Characterization of the Direct Effect of Mycophenolic Acid on Murine Podocytes

Session Information

Category: Glomerular Diseases

  • 1204 Podocyte Biology

Authors

  • Abo Zed, Seif El Din, Children’s and Adolescents’ Hospital, Faculty of Medicine and University Hospital of Cologne, Cologne, Germany
  • Hackl, Agnes, Children’s and Adolescents’ Hospital, Faculty of Medicine and University Hospital of Cologne, Cologne, Germany
  • Bohl, Katrin, Department II of Internal Medicine and Center for Molecular Medicine Cologne, University of Cologne, Faculty of Medicine and University Hospital Cologne, Cologne, Germany
  • Fink, Gregor, Children’s and Adolescents’ Hospital, Faculty of Medicine and University Hospital of Cologne, Cologne, Germany
  • Nüsken, Eva, Children’s and Adolescents’ Hospital, Faculty of Medicine and University Hospital of Cologne, Cologne, Germany
  • Nüsken, Kai Dietrich, Children’s and Adolescents’ Hospital, Faculty of Medicine and University Hospital of Cologne, Cologne, Germany
  • Schermer, Bernhard, Department II of Internal Medicine and Center for Molecular Medicine Cologne, University of Cologne, Faculty of Medicine and University Hospital Cologne, Cologne, Germany
  • Weber, Lutz Thorsten, Children’s and Adolescents’ Hospital, Faculty of Medicine and University Hospital of Cologne, Cologne, Germany

Group or Team Name

  • Nephrologisches Forschungslabor
Background

Mycophenolic Acid (MPA) is the active component of Mycophenolate Mofetil, a selective, noncompetitive inhibitor of the inosine monophosphate dehydrogenase. Blockade of the de novo purine synthesis depletes the pool of deoxyguanosine triphosphate, leading to a specific suppression of proliferation of B- and T-Lymphocytes. MMF has an established role as a therapeutic agent in childhood nephrotic syndrome, where it currently serves as a second line option for frequent relapsing and steroid dependent cases. Although its immunological functions are well studied, direct effects of MPA on podocytes remain largely unknown. With first preliminary results showing a protective effect in vivo, the present study aims to examine the direct effect of MPA on murine podocytes and its abilities to alter albumin-induced podocyte injury.

Methods

Cultured murine podocytes were exposed to albumin for 48 hours, with one group receiving treatment with MPA for the second 24 hours. Cells were stained with a Synaptopodin antibody and additional markers to visualize components of the cytoskeleton. Currently, we are analyzing apoptosis through a TUNEL assay as well as alterations in intracellular Calcium content with Fluo-4 and fura red. In addition, we study podocyte mobility under injury and with MPA intervention by migration assays.
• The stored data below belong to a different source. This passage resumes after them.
PR #294, opened 2017-03-29
Add submap toggling

ojura:
See individual commits.

Note: this pull request depends on #293, you should check out that one first.


ojura:
Besides the nits you will probably find, it now remains to be addressed if the optimization in 6f4095b should be applied and how (because it requires splitting of the flag `query_in_progress_`). It's the main culprit which causes the merge conflict at the moment.

Do you think texture updates should be deferred until the maps are set to be visible? In one case, it's a good thing if we are not really interested in the majority of the submaps -  imagine that we turn all maps off at the beginning besides the few interesting ones. It's good that we don't waste resources updating the textures for maps we don't need. However, if we decide to click "All Enabled" at the end, we will have to wait for half a second - a second, because all of the texture updates have been deferred and have to be performed at that single point, which makes the user interface seem a bit laggy in that moment.

ojura:
Hello! To simplify things, I updated the pull request to remove that `query_in_progress_` flag splitting and deferred rendering I was talking about earlier; we can do that in another pull request.

SirVer:
Sorry, this fell through the crackz. I will give this a try this week.

cartographer_rviz/cartographer_rviz/drawable_submap.cc
```diff
@@ -25,11 +25,16 @@
 #include "Eigen/Geometry"
 #include "OgreGpuProgramParams.h"
 #include "OgreImage.h"
+#include "cartographer/common/make_unique.h"
 #include "cartographer/common/port.h"
 #include "cartographer_ros_msgs/SubmapQuery.h"
 #include "eigen_conversions/eigen_msg.h"
 #include "ros/ros.h"
 
+#if (QT_VERSION < QT_VERSION_CHECK(5, 0, 0))
```
SirVer: This macro looks really scary. Could you change this into a function that is just identity in the else case.

cartographer_rviz/cartographer_rviz/drawable_submap.cc
```diff
@@ -73,7 +80,12 @@ DrawableSubmap::DrawableSubmap(const int trajectory_id, const int submap_index,
   material_->setCullingMode(Ogre::CULL_NONE);
   material_->setDepthBias(-1.f, 0.f);
   material_->setDepthWriteEnabled(false);
-  scene_node_->attachObject(manual_object_);
+  visibility_ = ::cartographer::common::make_unique<::rviz::BoolProperty>(
+      "", initial_visibility, "", submap_category, SLOT(ChangeVisibility()),
```
SirVer: can you add comments what the empty string means, for example

    "" /* name */, initial_visibility, "" /* category */

cartographer_rviz/cartographer_rviz/drawable_submap.cc
```diff
@@ -54,7 +59,9 @@ std::string GetSubmapIdentifier(const int trajectory_id,
 }  // namespace
 
 DrawableSubmap::DrawableSubmap(const int trajectory_id, const int submap_index,
-                               Ogre::SceneManager* const scene_manager)
+                               Ogre::SceneManager* const scene_manager,
+                               ::rviz::Property* submap_category,
+                               const bool initial_visibility)
```
SirVer: s/initial_visibility/show/

cartographer_rviz/cartographer_rviz/drawable_submap.cc
```diff
@@ -110,6 +122,18 @@ void DrawableSubmap::Update(
     // for this submap.
     UpdateTransform();
   }
+  visibility_->setName(QStringLiteral("%1-%2.%3")
```
SirVer: Can we get one fold per trajectory? 

If you run multi trajectory in parallel (which does not yet work, but will eventually), it would be better to have the submaps accessible categorized by trajectory.

cartographer_rviz/cartographer_rviz/drawable_submap.cc
```diff
@@ -110,6 +122,18 @@ void DrawableSubmap::Update(
...
+                           .arg(trajectory_id_)
+                           .arg(submap_index_)
+                           .arg(metadata_version_));
+  visibility_->setDescription(
```
SirVer: the CTRL functionality seems a bit hacky and unnecessary. Please remove.

cartographer_rviz/cartographer_rviz/drawable_submap.cc
```diff
@@ -244,4 +268,17 @@ float DrawableSubmap::UpdateAlpha(const float target_alpha) {
   return current_alpha_;
 }
 
+void DrawableSubmap::ChangeVisibility() {
```
SirVer: s/Change/Toggle/

cartographer_rviz/cartographer_rviz/drawable_submap.h
```diff
@@ -68,13 +71,22 @@ class DrawableSubmap : public QObject {
   // 'current_tracking_z'.
   void SetAlpha(double current_tracking_z);
 
+  int submap_index() const { return submap_index_; }
+  int trajectory_id() { return trajectory_id_; }
```
SirVer: All these getters can be const() like submap_index

cartographer_rviz/cartographer_rviz/drawable_submap.h
```diff
@@ -95,11 +107,13 @@ class DrawableSubmap : public QObject {
   Eigen::Affine3d slice_pose_ GUARDED_BY(mutex_);
   std::chrono::milliseconds last_query_timestamp_ GUARDED_BY(mutex_);
   bool query_in_progress_ = false GUARDED_BY(mutex_);
+  bool render_in_progress_ = false GUARDED_BY(mutex_);
```
SirVer: seems unused? remove.

cartographer_rviz/cartographer_rviz/drawable_submap.cc
```diff
@@ -73,7 +80,12 @@ DrawableSubmap::DrawableSubmap(const int trajectory_id, const int submap_index,
   material_->setCullingMode(Ogre::CULL_NONE);
   material_->setDepthBias(-1.f, 0.f);
   material_->setDepthWriteEnabled(false);
-  scene_node_->attachObject(manual_object_);
+  visibility_ = ::cartographer::common::make_unique<::rviz::BoolProperty>(
```
SirVer: no need for a unique_ptr here IIUC. make it a value member in the class and initialize in the initializer list.

cartographer_rviz/cartographer_rviz/drawable_submap.h
```diff
@@ -46,7 +47,9 @@ class DrawableSubmap : public QObject {
   // Each submap is identified by a 'trajectory_id' plus a 'submap_index'.
   // 'scene_manager' is the Ogre scene manager to which to add a node.
   DrawableSubmap(int trajectory_id, int submap_index,
-                 Ogre::SceneManager* scene_manager);
+                 Ogre::SceneManager* scene_manager,
+                 ::rviz::Property* submap_category,
+                 const bool initial_visibility);
```
SirVer: maybe just: visible

cartographer_rviz/cartographer_rviz/submaps_display.cc
```diff
@@ -149,6 +164,51 @@ void SubmapsDisplay::update(const float wall_dt, const float ros_dt) {
...
+      DisconnectVisibilityChange(submap);
+      submap->set_visibility(visibility);
+      ConnectVisibilityChange(submap);
+    }
+  }
+}
+
+void SubmapsDisplay::VisibilityChanged(DrawableSubmap* const submap) {
+  ::cartographer::common::MutexLocker locker(&mutex_);
+  // Handle the case when the user was holding Ctrl,
```
SirVer: please remove the CTRL convenience. I think the whole function can then go away.

cartographer_rviz/cartographer_rviz/submaps_display.cc
```diff
@@ -149,6 +164,51 @@ void SubmapsDisplay::update(const float wall_dt, const float ros_dt) {
...
+        neighbour_submap->set_visibility(visibility);
+        ConnectVisibilityChange(neighbour_submap);
+      } catch (std::out_of_range& err) {
+      }
+    }
+  }
+}
+
+void SubmapsDisplay::DisconnectVisibilityChange(
+    const std::unique_ptr<DrawableSubmap>& submap) {
```
SirVer: Nit: I would prefer to take the `const DrawableSubmap* const` ptr directly instead of the reference to the unique_ptr.

cartographer_rviz/cartographer_rviz/submaps_display.cc
```diff
@@ -149,6 +164,51 @@ void SubmapsDisplay::update(const float wall_dt, const float ros_dt) {
...
+  ::QObject::disconnect(submap.get(),
+                        SIGNAL(VisibilityChanged(DrawableSubmap*)), this,
+                        SLOT(VisibilityChanged(DrawableSubmap*)));
+}
+
+void SubmapsDisplay::ConnectVisibilityChange(
```
SirVer: same here

cartographer_rviz/cartographer_rviz/drawable_submap.cc
ojura: Too bad you don't like it, I really do :-) Since all of the submaps overlap (because laser fans are always inserted in two most recent submaps), toggling one individual submap off at the time is not visually striking - it just makes one part of the map a little darker. By also toggling the neighbouring submaps at the same moment, we get the visual effect that we've really toggled a nice chunk of the map. However, if you want it removed, I can take it out.

Also, I have another idea - instead removing it altogether, this code construct (SubmapsDisplay receives a signal from one Submap and toggles others) can be modified - not to check if Ctrl was pressed and toggle the neighbours, which I admit is a bit hack-ish, but check instead if any other submaps were earlier shift-click selected in the submap list, and to also toggle them. Let me know what you think.

cartographer_rviz/cartographer_rviz/drawable_submap.cc
ojura: I will go with "visible", which you suggested in the header.

cartographer_rviz/cartographer_rviz/drawable_submap.cc
ojura: Sure. Although, this is an official fallback, taken from Qt5 headers.

cartographer_rviz/cartographer_rviz/drawable_submap.cc
ojura: If I remember correctly, I had a good reason to introduce the unique_ptr - because [here](https://github.com/googlecartographer/cartographer_ros/pull/294/commits/cd50b20a5792bdb684c769571dcc54d257a4fe4e#diff-549491b98125fc0df2c02d4d2023a371R126) I purge old submaps in case I detect there's now less of them, which happens when you relaunch the Cartographer node. The Boolproperty objects have the Category object as their Qt parent, and not the DrawableSubmap - so they will survive the destruction, because Qt will not destroy them when we destroy the DrawableSubmap. So it was either adding a delete in the DrawableSubmap destructor, or using a unique pointer, and I went with the latter.

cartographer_rviz/cartographer_rviz/drawable_submap.cc
SirVer: Can you not use that directly? I mean, why do you need to redefine their workaround here?

Could you link where you found it in the code?

cartographer_rviz/cartographer_rviz/drawable_submap.cc
SirVer: That makes sense. Could you add this as a comment?

cartographer_rviz/cartographer_rviz/drawable_submap.cc
ojura: QStringLiteral has been introduced in Qt5 for compile-time string formatting. On indigo, we are building against Qt4. QStringLiteral is not defined there at all. I copied the fallback for compilers which do not support compile-time string formatting from Qt5's version of `qstring.h`.

We could just alias QStringLiteral to QString, but I thought it would be a better idea to [copy their fallback](http://stackoverflow.com/a/21412477/1290505) from `qstring.h`:

```
#ifndef QStringLiteral
// no lambdas, not GCC, or GCC in C++98 mode with 4-byte wchar_t
// fallback, return a temporary QString
// source code is assumed to be encoded in UTF-8

# define QStringLiteral(str) QString::fromUtf8("" str "", sizeof(str) - 1)
#endif
```

cartographer_rviz/cartographer_rviz/drawable_submap.cc
SirVer: You are trying to add a UI concept that rViz (or Qt) does not support natively. It will always be surprising to the user and hard to discover. And it does not add a ton of benefit here. I strongly suggest leaving it out.

cartographer_rviz/cartographer_rviz/drawable_submap.cc
SirVer: Can we use QString instead and format at runtime? I'll take the minimal performance hit in rVize any day over simpler code.

ojura:
Okay, I resolved the style nits and added grouping by trajectories. The hold-ctrl thing has also been removed. (_Sad face._)

cartographer_rviz/cartographer_rviz/drawable_submap.cc
```diff
@@ -110,11 +122,20 @@ void DrawableSubmap::Update(
...
+              "Trajectory %1, submap %2, submap version %3")
+          .arg(trajectory_id_)
+          .arg(submap_index_)
+          .arg(metadata_version_));
 }
 
 bool DrawableSubmap::MaybeFetchTexture(ros::ServiceClient* const client) {
   ::cartographer::common::MutexLocker locker(&mutex_);
-  const bool newer_version_available = texture_version_ < metadata_version_;
+  // Received metadata version can also be lower - if we restarted Cartographer
```
SirVer: Nice catch!

ojura:
You're welcome, thank you for making Cartographer so I have something to play with :)

The other thing I had in mind was an optimization which defers texture updates if the submaps are hidden until they are revealed again, as I wrote above (and crossed out).

The plus side of this is that you wouldn't waste time updating the textures you don't need. The minus side is that it requires splitting the `query_in_progress_` flag into `query_in_progress_` and `render_in_progress_`, which increases complexity. Also, if you toggle many hidden submaps visible for the first time at once, you will have a minor lag until their textures are all updated.

The more I think about this, I think it's pointless so I won't open a pull request, but if you want, you can have a look: https://github.com/googlecartographer/cartographer_ros/compare/master...ojura:add-submap-toggling-optim

ojura:
You're welcome, thank you for making Cartographer so I have something to play with :)

The other thing I had in mind was an optimization which defers texture updates if the submaps are hidden, until they are revealed again. I commented above something similar (crossed out), but I figured out another, more elegant way.

You can have a look here: https://github.com/googlecartographer/cartographer_ros/compare/master...ojura:add-submap-toggling-optim

The upside of this is that we won't waste time updating the textures we don't need. The minus side is that it adds a bit of complexity in MaybeFetchFexture(), because we need to release the mutex before calling UpdateSceneNode (emitting the RequestSucceded() Qt signal yields the same result, Qt's meta-object system immediately calls UpdateSceneNode() because the signal is emited from the main thread).

> I'll take the minimal performance hit in rVize any day over simpler code.

I saw that you prefer keeping thing simple, so I am not sure if you'll want to get this merged, because the payoff is not huge, but if you do, let me know.

SirVer:
I think not updating textures that are not visible is not a big gain and comes with headaches - this is basically [cache invalidation](https://martinfowler.com/bliki/TwoHardThings.html). Right now where the default will be most of the time to display them all. I only toggle them on and off for debugging and tuning.

ojura:
Okay. Sometimes I tend to overoptimize things :)

SirVer:
No worries. I can even relate to that :). I think this is the difference between being a maintainer and a contributor. As maintainer I have to think about supporting a feature for all eternity (essentially), while as a contributor I can put all my love into one pet feature and walk away if I choose to do so. That tends to bring different valuing of trade-offs. Thanks for your understanding!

We will also study small GTPases content and activity through a pull-down assay for RhoA and Rac1. In an unbiased approach, podocytes were exposed to either 2 hours of 10 mg/l MPA or an additional 22 hours of 4 mg/l MPA. Total RNA was isolated and subjected to RNASeq anaylses.

Results

Synaptopodin immunofluorescence shows significant alterations of the actin cytoskeleton through albumin exposure. MPA treated cells reveal a restorative ability of the drug, with a recovery of stress fiber formation and a reduction of albumin-induced vacuoles. mRNA expression analyses are in progress.

Conclusion

First results show a promising effect of MPA on stress fiber formation. The additional functional assays will be finished by late summer this year and will give an important insight to MPAs ability to influence pathways, known to be affected during the development of proteinuric diseases. The RNAseq results will provide an objective and detailed picture of the direct effects of MPA on podocytes.